Task instructions: The expected reply is all of the data, returned exactly.

Records shown:
PR #5150, opened 2026-07-24
Remove encoder-side limitation for restricted switch frames

### LINKED ISSUE #5152: Encoder limits prediction modes for restricted switch frames
### What version / commit were you testing with?

Current main branch commit 636fcda84b06650b6b61493b4bf7337a9b102235

### What steps will reproduce the problem?

Encode the same bitstream with restricted and again with non-restricted switch frames in random access configuration. The rate of the switch frames is expect to be close to each other in both cases. The rate of the non-restricted switch frame is however much lower than the rate of the restricted switch frame. 

### Additional information

The function `prune_ref_by_selective_ref_frame()` returns 1 for all blocks that reference restricted references:
```
static INLINE int prune_ref_by_selective_ref_frame(
    const AV2_COMP *const cpi, const MACROBLOCK *const x,
    const MV_REFERENCE_FRAME *const ref_frame) {
  (void)x;
  const AV2_COMMON *const cm = &cpi->common;
  const SPEED_FEATURES *const sf = &cpi->sf;

  if (!sf->inter_sf.selective_ref_frame) return 0;
  assert(ref_frame[0] != NONE_FRAME);
  if (ref_frame[0] == INTRA_FRAME) return 0;

  RefCntBuffer *ref0_buf = get_ref_frame_buf(cm, ref_frame[0]);
  if (ref0_buf)
    if (ref0_buf->is_restricted) return 1;
  RefCntBuffer *ref1_buf = get_ref_frame_buf(cm, ref_frame[1]);
  if (ref1_buf)
    if (ref1_buf->is_restricted) return 1;
```
This causes `WARPMV` to be the only prediction mode to be considered for restricted references by the encoder, severely hindering the compression performance of restricted switch frames and post-switch frames referencing restricted references.

mabenjak:
The function prune_ref_by_selective_ref_frame() returned 1 for all blocks that reference restricted references. This caused WARPMV to be the only prediction mode to be considered for restricted references by the encoder, severely hindering the compression performance of restricted switch frames. Removed this limitation and set display_order_hint to REF_RESTRICTED_DOH to ensure that all now accessible prediction modes are correctly encoded. Added is_restricted checks to av2_get_refresh_frame_flags() because the display_order_hint of restricted references is always >= the current display_order_hint.

Fixes #5152


urvangjoshi:
@mabenjak : is this related to ongoing VCWG discussion?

Written reply:
PR #5150, opened 2026-07-24
Remove encoder-side limitation for restricted switch frames

### LINKED ISSUE #5152: Encoder limits prediction modes for restricted switch frames
### What version / commit were you testing with?

Current main branch commit 636fcda84b06650b6b61493b4bf7337a9b102235

### What steps will reproduce the problem?

Encode the same bitstream with restricted and again with non-restricted switch frames in random access configuration. The rate of the switch frames is expect to be close to each other in both cases. The rate of the non-restricted switch frame is however much lower than the rate of the restricted switch frame. 

### Additional information

The function `prune_ref_by_selective_ref_frame()` returns 1 for all blocks that reference restricted references:
```
static INLINE int prune_ref_by_selective_ref_frame(
    const AV2_COMP *const cpi, const MACROBLOCK *const x,
    const MV_REFERENCE_FRAME *const ref_frame) {
  (void)x;
  const AV2_COMMON *const cm = &cpi->common;
  const SPEED_FEATURES *const sf = &cpi->sf;

  if (!sf->inter_sf.selective_ref_frame) return 0;
  assert(ref_frame[0] != NONE_FRAME);
  if (ref_frame[0] == INTRA_FRAME) return 0;

  RefCntBuffer *ref0_buf = get_ref_frame_buf(cm, ref_frame[0]);
  if (ref0_buf)
    if (ref0_buf->is_restricted) return 1;
  RefCntBuffer *ref1_buf = get_ref_frame_buf(cm, ref_frame[1]);
  if (ref1_buf)
    if (ref1_buf->is_restricted) return 1;
```
This causes `WARPMV` to be the only prediction mode to be considered for restricted references by the encoder, severely hindering the compression performance of restricted switch frames and post-switch frames referencing restricted references.

mabenjak:
The function prune_ref_by_selective_ref_frame() returned 1 for all blocks that reference restricted references. This caused WARPMV to be the only prediction mode to be considered for restricted references by the encoder, severely hindering the compression performance of restricted switch frames. Removed this limitation and set display_order_hint to REF_RESTRICTED_DOH to ensure that all now accessible prediction modes are correctly encoded. Added is_restricted checks to av2_get_refresh_frame_flags() because the display_order_hint of restricted references is always >= the current display_order_hint.

Fixes #5152


urvangjoshi:
@mabenjak : is this related to ongoing VCWG discussion?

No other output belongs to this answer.